Saved entries:

───

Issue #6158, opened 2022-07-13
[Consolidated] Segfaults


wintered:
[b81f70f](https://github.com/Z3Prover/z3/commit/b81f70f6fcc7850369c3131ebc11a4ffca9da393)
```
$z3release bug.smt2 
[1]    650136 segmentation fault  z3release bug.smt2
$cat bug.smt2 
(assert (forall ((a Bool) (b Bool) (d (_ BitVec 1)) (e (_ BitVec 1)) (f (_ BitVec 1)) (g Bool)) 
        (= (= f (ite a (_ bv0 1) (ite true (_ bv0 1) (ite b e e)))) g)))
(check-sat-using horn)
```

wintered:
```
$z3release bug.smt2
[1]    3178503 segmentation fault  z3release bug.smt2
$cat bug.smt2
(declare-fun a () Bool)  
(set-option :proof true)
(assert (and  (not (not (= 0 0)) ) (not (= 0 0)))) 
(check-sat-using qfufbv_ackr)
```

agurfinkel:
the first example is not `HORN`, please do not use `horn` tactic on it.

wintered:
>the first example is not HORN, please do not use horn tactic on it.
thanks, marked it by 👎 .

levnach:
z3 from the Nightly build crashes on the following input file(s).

───

> _TASK OBJECTIVE_
If a line of the entries contains the string "first", it counts; report how many such lines there are, as a bare number.

> _OUTPUT_
2